O que se publicou em língua portuguesa sobre o Brasil nos três séculos que se seguiram à viagem de Pedro Álvares Cabral? Que Brasil e que brasileiros seria possível extrair desses escritos? Seria um Brasil do colono em contraponto ao do estrangeiro? Essas foram algumas das perguntas que motivaram o professor titular do Departamento de História da Faculdade de Ciências Humanas e Sociais em Franca, Jean Marcel Carvalho França, a dedicar quase uma década às pesquisas.
As respostas foram reunidas em O Rio de Janeiro em Língua Portuguesa (1576-1808), publicado pela Editora Universitária da UFSCar no ano passado. O livro foi o vencedor da edição 2025 do Prêmio Professor Doutor Joaquim Veríssimo Serrão, instituído pela Fundação Engenheiro António de Almeida na Academia Portuguesa da História. A premiação anual é destinada a acadêmicos, autores de uma obra histórica considerada notável.

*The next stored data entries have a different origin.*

PR #1526, opened 2023-04-12
feat: Validate policy and test files with JSON schema

oguzhand95:


cmd/cerbos/compile/compile.go
```diff
@@ -85,6 +88,15 @@ func (c *Cmd) Run(k *kong.Kong) error {
 		return err
 	}
 
+	policySchema, err := jsonschema.CompileString("Policy.schema.json", string(schema.Policy))
```
charithe, line 91: Can't we integrate this step into the `ValidatePolicies` function?

internal/jsonschema/jsonschema.go
```diff
@@ -0,0 +1,109 @@
...
+		}
+
+		if err != nil {
+			return err
+		}
+
+		if d.IsDir() && d.Name() == util.TestDataDirectory {
+			if d.Name() == util.TestDataDirectory {
+				return fs.SkipDir
+			}
```
charithe, line 80: Isn't this redundant?

charithe (commented):
The validation step needs to be a part of the index build process. As the index builder goes through each file, it should validate them using the appropriate schema and collect any validation errors to be returned back as index build errors.

internal/jsonschema/jsonschema.go
```diff
@@ -0,0 +1,61 @@
...
+	if err != nil {
+		return fmt.Errorf("failed to open file %s: %w", path, err)
+	}
+
+	data, err := io.ReadAll(f)
+	if err != nil {
+		return fmt.Errorf("failed to read file %s: %w", path, err)
+	}
+
+	var y interface{}
```
charithe, line 55:
```suggestion
	var y any
```

internal/test/testdata/index/incomplete_files.yaml
```diff
@@ -1,9 +1,9 @@
 ---
 wantErrList:
   loadFailures:
-    - error: "invalid Policy.DerivedRoles: embedded message failed validation | caused by: invalid DerivedRoles.Definitions: value must contain at least 1 item(s)"
+    - error: "jsonschema: '/derivedRoles' does not validate with https://api.cerbos.dev/cerbos/policy/v1/Policy.schema.json#/allOf/0/properties/derivedRoles/$ref/required: missing properties: 'definitions'"
```
charithe, line 4: We should clean up this error message like we do in https://github.com/cerbos/cerbos/blob/b6fdc81fb3ab0245ff920107ea9bc4b8afe20c5f/internal/schema/error.go#L43. The user doesn't care which schema was used because they can't control it. Just need to tell them the actual problem.

schema/schema.go
```diff
@@ -21,6 +21,12 @@ var svcSwaggerRaw []byte
 //go:embed assets/ui.html
 var rapidocHTML []byte
 
+//go:embed jsonschema/cerbos/policy/v1/Policy.schema.json
+var PolicyJSONSchema []byte
```
charithe, line 25: Because `jsonschema` only reads strings, there's no need to read this file as a `[]byte` and then cast it back to a string.

```suggestion
var PolicyJSONSchema string
```

schema/schema.go
```diff
@@ -21,6 +21,12 @@ var svcSwaggerRaw []byte
...
+
+//go:embed jsonschema/cerbos/policy/v1/TestSuite.schema.json
+var TestSuiteJSONSchema []byte
```
charithe, line 28:
```suggestion
var TestSuiteJSONSchema string
```

go.mod
```diff
@@ -95,6 +95,7 @@ require (
 	google.golang.org/grpc v1.54.0
 	google.golang.org/protobuf v1.30.0
 	gopkg.in/yaml.v2 v2.4.0
+	gopkg.in/yaml.v3 v3.0.1
```
charithe, line 98: I don't think we need both `yaml.v2` and `yaml.v3`. The `yaml.v2` package is imported by `internal/audit/conf.go`. Let's change it to import `yaml.v3`.

internal/jsonschema/jsonschema.go
```diff
@@ -0,0 +1,61 @@
...
+	}
+}
+
+// ValidatePolicy validates the policy in the fsys with the JSON schema.
+func ValidatePolicy(fsys fs.FS, path string) error {
+	return validate(policySchema, fsys, path)
+}
+
+// ValidateTest validates the test in the fsys with the JSON schema.
+func ValidateTest(fsys fs.FS, path string) error {
```
charithe, line 40: This isn't used anywhere. I assume you still haven't gotten around to it?

oguzhand95: It's actually used in `internal/verify/verify.go:101` ([link](https://github.com/cerbos/cerbos/pull/1526/files#diff-7285c90794dc46994c4a2590334d2c9da31710e20af9a125dd479e997ae0e5bdR101))

charithe: My bad. Sorry.

internal/jsonschema/jsonschema.go
```diff
@@ -0,0 +1,136 @@
...
+
+type validationErrorList []validationError
+
+func (e validationErrorList) ErrOrNil() error {
+	if len(e) == 0 {
+		return nil
+	}
+
+	return e
+}
```
charithe, line 119: Unused

```suggestion
```

internal/jsonschema/jsonschema.go
```diff
@@ -0,0 +1,136 @@
...
+
+func (e validationErrorList) Error() string {
+	return fmt.Sprintf("[%s]", strings.Join(e.ErrorMessages(), ", "))
```
charithe, line 122:
```suggestion
	return fmt.Sprintf("file is not valid: [%s]", strings.Join(e.ErrorMessages(), ", "))
```

charithe (approved):
LGTM

PR #188, opened 2023-02-28
CSV Data export

### LINKED ISSUE #179: Management command for generating a spreadsheet of (almost) all the data in the Hub
We’d like a management command we could run, to export as much constituency-level data as possible out of the Hub, for testing / experimenting with.

The output should be a single spreadsheet/CSV, with one row per constituency, and one column per “dataset”. We could probably limit it to any datasets that are is_filterable: true, if that makes it easier (avoiding complicated JSON data types).

Eventually we’ll be able to [add custom columns to the CSV export on the Explore page](https://github.com/mysociety/local-intelligence-hub/issues/93), but even then, I expect this command may remain useful as a convenient way to get hold of an archive of _all_ the data, without adding columns one by one.

alexander-griffen:
Fixes #179 

This command generates a csv file of all of the filterable datasets in the app.

What's interesting is that it reveals some inconsistencies in strategies for data imports. It is possible to alter the script so that it hides those consistencies a little better, but I haven't been sure if it's better to do that, or use it as a tool to identify the inconsistencies and figure out how to improve them in the imports themselves. (This is particularly noticable with how I have approached booleans in different places throughout the app).

(Currently, I've left the commits as separate WIP commits to more clearly show changes that have been made, but I'll squash them together before a merge)


zarino (approved):
YES YES YES 🎉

França explica que a conclusão mais poderosa do livro foi, de fato, constatar, por meio das publicações do período, a existência de dois Brasis, como imaginava no início das investigações. Segundo o autor, de um lado, há “um Brasil estrangeiro, propagado na Europa sobretudo em inglês e francês – mas também, em menor escala, em espanhol, em holandês, em italiano e mesmo em alemão –, que tinha contornos muito precisos e temporalmente persistentes. Tratava-se de uma terra prodigiosa e plena de potencialidades que, lamentavelmente, caiu nas mãos de um povo pouco obreiro, de sangue mais e mais misturado e de hábitos, na sua maioria, condenáveis, um povo que caminhava a passos lentos rumo à civilização, isto é, rumo a um modo europeu de se viver”, explica.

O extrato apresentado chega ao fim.